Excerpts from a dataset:
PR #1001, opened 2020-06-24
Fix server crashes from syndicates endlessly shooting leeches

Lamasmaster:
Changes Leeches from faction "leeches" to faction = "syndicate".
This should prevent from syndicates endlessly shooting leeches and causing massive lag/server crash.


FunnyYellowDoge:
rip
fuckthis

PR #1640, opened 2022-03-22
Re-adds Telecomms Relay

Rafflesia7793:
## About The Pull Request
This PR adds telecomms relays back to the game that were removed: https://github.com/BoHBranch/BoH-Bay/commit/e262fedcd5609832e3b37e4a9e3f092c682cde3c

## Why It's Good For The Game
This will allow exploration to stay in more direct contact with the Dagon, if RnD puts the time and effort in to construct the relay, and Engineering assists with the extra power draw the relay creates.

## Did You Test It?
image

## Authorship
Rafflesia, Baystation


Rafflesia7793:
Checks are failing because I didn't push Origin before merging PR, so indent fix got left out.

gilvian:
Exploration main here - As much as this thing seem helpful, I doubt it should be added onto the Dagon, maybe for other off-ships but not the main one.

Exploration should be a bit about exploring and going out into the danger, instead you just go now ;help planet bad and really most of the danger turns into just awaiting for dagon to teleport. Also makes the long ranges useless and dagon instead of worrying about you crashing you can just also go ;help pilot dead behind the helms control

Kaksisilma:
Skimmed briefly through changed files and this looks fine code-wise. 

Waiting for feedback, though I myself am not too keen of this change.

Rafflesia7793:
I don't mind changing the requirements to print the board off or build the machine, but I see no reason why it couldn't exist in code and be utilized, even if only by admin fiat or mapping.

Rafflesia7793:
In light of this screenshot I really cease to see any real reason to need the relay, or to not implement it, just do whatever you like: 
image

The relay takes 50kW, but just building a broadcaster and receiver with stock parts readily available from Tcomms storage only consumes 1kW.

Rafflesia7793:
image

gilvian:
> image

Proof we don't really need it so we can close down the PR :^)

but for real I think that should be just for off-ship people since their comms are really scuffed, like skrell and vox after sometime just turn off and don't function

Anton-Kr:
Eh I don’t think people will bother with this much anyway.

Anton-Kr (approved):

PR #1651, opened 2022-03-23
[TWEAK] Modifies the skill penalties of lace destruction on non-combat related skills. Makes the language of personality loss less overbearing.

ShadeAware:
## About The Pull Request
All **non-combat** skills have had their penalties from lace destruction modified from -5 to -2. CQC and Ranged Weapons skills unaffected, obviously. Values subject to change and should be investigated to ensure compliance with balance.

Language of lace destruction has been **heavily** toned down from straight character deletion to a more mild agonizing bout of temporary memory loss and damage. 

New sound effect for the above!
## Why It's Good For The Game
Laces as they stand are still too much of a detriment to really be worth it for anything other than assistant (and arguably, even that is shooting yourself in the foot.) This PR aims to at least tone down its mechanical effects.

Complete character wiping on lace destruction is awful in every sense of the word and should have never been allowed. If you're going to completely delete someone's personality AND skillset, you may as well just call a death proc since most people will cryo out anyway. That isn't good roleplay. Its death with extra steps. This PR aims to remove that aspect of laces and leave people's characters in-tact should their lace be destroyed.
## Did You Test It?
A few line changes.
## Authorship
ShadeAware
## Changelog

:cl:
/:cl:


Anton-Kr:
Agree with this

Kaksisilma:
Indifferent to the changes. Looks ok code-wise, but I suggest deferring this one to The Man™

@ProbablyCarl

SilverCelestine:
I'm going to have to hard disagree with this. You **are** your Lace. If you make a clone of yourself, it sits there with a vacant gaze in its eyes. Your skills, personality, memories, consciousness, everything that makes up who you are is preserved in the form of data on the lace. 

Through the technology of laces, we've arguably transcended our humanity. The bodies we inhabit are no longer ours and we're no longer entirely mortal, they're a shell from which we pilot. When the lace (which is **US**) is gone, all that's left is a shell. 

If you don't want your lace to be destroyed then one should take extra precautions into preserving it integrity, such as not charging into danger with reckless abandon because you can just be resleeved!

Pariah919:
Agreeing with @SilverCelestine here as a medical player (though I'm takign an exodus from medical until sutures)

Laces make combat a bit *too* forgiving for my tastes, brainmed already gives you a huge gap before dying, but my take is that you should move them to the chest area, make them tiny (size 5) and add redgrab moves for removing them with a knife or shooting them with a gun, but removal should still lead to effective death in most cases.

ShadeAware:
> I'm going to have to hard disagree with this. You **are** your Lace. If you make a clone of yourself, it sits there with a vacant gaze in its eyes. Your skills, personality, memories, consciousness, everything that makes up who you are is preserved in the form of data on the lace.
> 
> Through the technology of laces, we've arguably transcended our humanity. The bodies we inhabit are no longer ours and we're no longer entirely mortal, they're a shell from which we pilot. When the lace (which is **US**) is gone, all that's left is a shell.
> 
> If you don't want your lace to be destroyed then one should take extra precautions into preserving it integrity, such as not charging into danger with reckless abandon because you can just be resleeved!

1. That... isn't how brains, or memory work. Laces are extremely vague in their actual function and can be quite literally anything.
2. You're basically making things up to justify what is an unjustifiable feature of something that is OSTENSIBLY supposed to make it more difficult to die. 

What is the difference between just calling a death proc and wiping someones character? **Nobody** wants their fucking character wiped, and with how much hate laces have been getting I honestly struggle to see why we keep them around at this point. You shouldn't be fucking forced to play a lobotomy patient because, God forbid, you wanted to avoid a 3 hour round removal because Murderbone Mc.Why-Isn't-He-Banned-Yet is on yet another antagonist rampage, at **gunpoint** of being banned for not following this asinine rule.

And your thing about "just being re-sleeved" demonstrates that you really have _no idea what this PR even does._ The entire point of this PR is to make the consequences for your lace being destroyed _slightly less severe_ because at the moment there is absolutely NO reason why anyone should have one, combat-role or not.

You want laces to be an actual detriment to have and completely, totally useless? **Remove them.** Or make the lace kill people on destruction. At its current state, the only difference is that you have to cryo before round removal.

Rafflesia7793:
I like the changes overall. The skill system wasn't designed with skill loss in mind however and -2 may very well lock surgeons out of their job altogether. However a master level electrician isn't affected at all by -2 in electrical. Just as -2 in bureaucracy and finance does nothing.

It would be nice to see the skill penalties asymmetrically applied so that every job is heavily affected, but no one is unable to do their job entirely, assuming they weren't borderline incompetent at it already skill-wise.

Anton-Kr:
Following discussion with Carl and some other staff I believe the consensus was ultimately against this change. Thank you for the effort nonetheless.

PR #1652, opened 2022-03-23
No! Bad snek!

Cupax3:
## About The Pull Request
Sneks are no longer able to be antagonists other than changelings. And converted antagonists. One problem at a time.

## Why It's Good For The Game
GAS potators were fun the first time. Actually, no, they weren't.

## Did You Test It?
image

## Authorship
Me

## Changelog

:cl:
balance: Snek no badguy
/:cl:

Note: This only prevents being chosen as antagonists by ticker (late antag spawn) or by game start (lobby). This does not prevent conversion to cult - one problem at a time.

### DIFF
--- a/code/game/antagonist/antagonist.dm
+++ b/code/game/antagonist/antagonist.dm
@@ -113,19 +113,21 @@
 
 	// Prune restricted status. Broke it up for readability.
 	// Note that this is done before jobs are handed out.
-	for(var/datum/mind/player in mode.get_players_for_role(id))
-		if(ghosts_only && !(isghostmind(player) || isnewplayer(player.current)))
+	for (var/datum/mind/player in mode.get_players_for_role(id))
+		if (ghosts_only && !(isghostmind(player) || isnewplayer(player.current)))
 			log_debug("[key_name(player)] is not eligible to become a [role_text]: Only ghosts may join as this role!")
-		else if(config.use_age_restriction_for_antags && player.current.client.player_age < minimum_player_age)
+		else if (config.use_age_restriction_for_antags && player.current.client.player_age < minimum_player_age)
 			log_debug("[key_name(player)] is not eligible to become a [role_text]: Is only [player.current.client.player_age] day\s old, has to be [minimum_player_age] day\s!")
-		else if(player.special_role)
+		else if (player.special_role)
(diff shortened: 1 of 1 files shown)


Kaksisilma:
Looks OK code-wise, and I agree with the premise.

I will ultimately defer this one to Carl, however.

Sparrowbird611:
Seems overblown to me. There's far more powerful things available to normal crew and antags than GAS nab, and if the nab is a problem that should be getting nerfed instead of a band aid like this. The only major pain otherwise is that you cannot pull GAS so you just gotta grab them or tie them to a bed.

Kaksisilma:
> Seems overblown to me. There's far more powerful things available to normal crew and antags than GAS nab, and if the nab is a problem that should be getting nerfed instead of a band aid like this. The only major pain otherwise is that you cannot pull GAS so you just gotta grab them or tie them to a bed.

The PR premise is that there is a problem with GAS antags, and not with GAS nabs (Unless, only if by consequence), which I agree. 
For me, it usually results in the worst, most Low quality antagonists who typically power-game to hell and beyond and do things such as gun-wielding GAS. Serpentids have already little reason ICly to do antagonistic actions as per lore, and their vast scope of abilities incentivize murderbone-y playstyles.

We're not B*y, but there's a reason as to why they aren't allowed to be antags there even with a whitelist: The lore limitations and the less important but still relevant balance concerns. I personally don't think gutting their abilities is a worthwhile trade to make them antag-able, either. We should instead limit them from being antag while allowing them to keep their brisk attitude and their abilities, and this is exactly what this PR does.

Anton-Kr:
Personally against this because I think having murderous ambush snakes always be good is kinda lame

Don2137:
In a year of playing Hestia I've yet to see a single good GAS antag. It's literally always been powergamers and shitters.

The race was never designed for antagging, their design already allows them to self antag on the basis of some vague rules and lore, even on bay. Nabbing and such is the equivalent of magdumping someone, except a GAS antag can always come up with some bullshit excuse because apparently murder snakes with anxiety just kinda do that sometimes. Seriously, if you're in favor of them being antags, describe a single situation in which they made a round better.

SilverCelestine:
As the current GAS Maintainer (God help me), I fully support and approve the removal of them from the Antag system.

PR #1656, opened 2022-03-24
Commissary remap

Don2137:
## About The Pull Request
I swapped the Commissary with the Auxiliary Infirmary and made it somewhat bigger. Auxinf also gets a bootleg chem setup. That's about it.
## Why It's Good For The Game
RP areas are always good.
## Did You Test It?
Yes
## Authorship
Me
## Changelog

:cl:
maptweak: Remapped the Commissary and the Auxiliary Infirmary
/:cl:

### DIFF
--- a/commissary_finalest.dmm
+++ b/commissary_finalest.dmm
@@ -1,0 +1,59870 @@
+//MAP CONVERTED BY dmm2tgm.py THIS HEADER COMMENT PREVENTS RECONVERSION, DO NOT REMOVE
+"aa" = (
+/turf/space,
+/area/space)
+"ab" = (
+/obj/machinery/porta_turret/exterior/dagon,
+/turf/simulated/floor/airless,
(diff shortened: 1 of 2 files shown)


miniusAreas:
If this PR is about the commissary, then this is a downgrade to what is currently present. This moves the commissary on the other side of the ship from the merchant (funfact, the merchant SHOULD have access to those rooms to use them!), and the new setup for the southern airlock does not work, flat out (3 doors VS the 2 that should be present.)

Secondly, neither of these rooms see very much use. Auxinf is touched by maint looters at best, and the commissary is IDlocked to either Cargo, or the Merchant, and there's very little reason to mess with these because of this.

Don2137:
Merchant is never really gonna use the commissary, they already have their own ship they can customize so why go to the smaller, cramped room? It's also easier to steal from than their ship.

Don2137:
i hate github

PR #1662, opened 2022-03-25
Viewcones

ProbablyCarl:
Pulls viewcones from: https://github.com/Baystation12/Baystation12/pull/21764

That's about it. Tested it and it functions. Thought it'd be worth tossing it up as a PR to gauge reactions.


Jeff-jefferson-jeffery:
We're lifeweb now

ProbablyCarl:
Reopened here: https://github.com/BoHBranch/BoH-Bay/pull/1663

• PROBLEM DESCRIPTION:
Read the entries above and find each line holding the word "anything". Copy it out.

• REPLY TO THE TASK:
Laces as they stand are still too much of a detriment to really be worth it for anything other than assistant (and arguably, even that is shooting yourself in the foot.) This PR aims to at least tone down its mechanical effects.
1. That... isn't how brains, or memory work. Laces are extremely vague in their actual function and can be quite literally anything.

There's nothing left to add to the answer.